ISRO plans four manoeuvres to ensure satellite stays on course
ISRO's orbiter to Mars is now out of Earth's sphere of influence and has entered the Sun's sphere of influence. The organisation has indicated when it would carry out the course correction manoeuvres or trajectory correction manoeuvres (TCM) which would ensure that the orbiter does not stray from its path and reaches Mars' orbit. Four such manoeuvres are planned. The first would be on December 11, followed by manoeuvres in April, August and September next year (see diagram). The manoeuvres would be carried out by firing engines on board the man-made satellite.
The orbiter has a very small window of opportunity to enter the sphere of influence of Mars and such course correction manoeuvres would ensure that this injection happens without a problem. In the heliosphere, it is more or less moving as a free floating object in the predestined direction.

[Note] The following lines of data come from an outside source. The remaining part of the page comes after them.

PR #183, opened 2016-08-30
Update girder version to fix installation

zachmullen:
This was a breakage in an upstream npm package related to fetching our fontello icon set.

### DIFF
--- a/.travis.yml
+++ b/.travis.yml
@@ -36,7 +36,7 @@ addons:
 before_install:
     - CACHE="$HOME/.cache" OPENSLIDE_VERSION="3.4.1" source .install-openslide.sh
 
-    - GIRDER_VERSION=d910e905c4196e3046a129d0edb84e5c7e301596
+    - GIRDER_VERSION=c68d9c63fae8f5ffc24fe802f2b7333ad973273f
     - GIRDER_WORKER_VERSION=f834d4d3701df7f6f3f64fcd7d3f22d15b3b1db2
     - LARGE_IMAGE_VERSION=60c32b11abb4d5f0d1696221a7e81ab21c611980
     - main_path=$PWD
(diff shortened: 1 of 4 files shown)


zachmullen:
The `server_HistomicsTK.docker` test is failing due to timeouts, any idea what's going wrong there?

manthey:
I'm getting the same failure locally.  I'll look into it.

manthey:
The failure is caused by how we check if a job is updated.  Before, whenever a job was updated, save was called on the job model, and girder emitted `model.job.save` and `model.job.save.after` events.  Now, no such events are emitted.  Instead of hooking to these, we can bind to the `jobs.job.update` event.  Strictly, this event is only emitted when update is called via a REST endpoint (and not via the `updateJob` method), so this is not friendly to clients that don't use rest.

I can change the event that is bound, but it might also be desirable to refactor the jobs plugin to either (a) emit the `jobs.job.update` event regardless of update code path, and / or (b) emit the `model.job.save` and `model.job.save.after` events on updates.

zachmullen:
Ah, I see. Would it be suitable to just move the emission of `jobs.job.update` into the model layer rather than the REST layer?

manthey:
Yes, along with the `defaultPrevented` code that is also in the REST layer.

zachmullen:
Roger, I'll do that now.

manthey:
From a utility perspective, it would be nice to have a `jobs.job.update.after` event, too, so that a client that just wants the current state of the job doesn't have to combine the update parameters with the current job status.

zachmullen:
The tricky part here is that, unlike with most of our model layer events, we don't necessarily have the complete document available for these events, since part of this optimization was that we don't fetch or push the full document. So long as downstream handlers for this event understand that constraint, we should be fine.

zachmullen:
(At the moment, it's only the `log` field that might not be accurate.)

manthey:
Primarily, if there is an event which is sure to have the current job status, I think that would satisfy most client's requirements.

zachmullen:
Your changes LGTM, merge if you are OK with this in general.

PR #186, opened 2016-09-06
Reorganize analysis menu

jbeezley:
This fixes the UI to work with the latest rest API.  Currently, the submenus are ordered `image name -> version -> cli name`, but I can change that pretty easily.

screen shot 2016-09-06 at 3 45 16 pm


cdeepakroy:
I confirm that this works both inside and outside (on ubuntu 14.04) the vagrant box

ISRO's Mars orbiter was launched a month back on November 5, from Sriharikota, Andhra Pradesh. After orbiting around the Earth till November 30, it was catapulted towards Mars in the early hours of December 1. On December 2, it crossed moon and became the first Indian satellite to venture that far. By the night of December 3, the orbiter was more than 925,000 km away from Earth. Earth's sphere of influence officially ends at this point. Orbits of the moon and all the artificial satellites of Earth fall inside this sphere.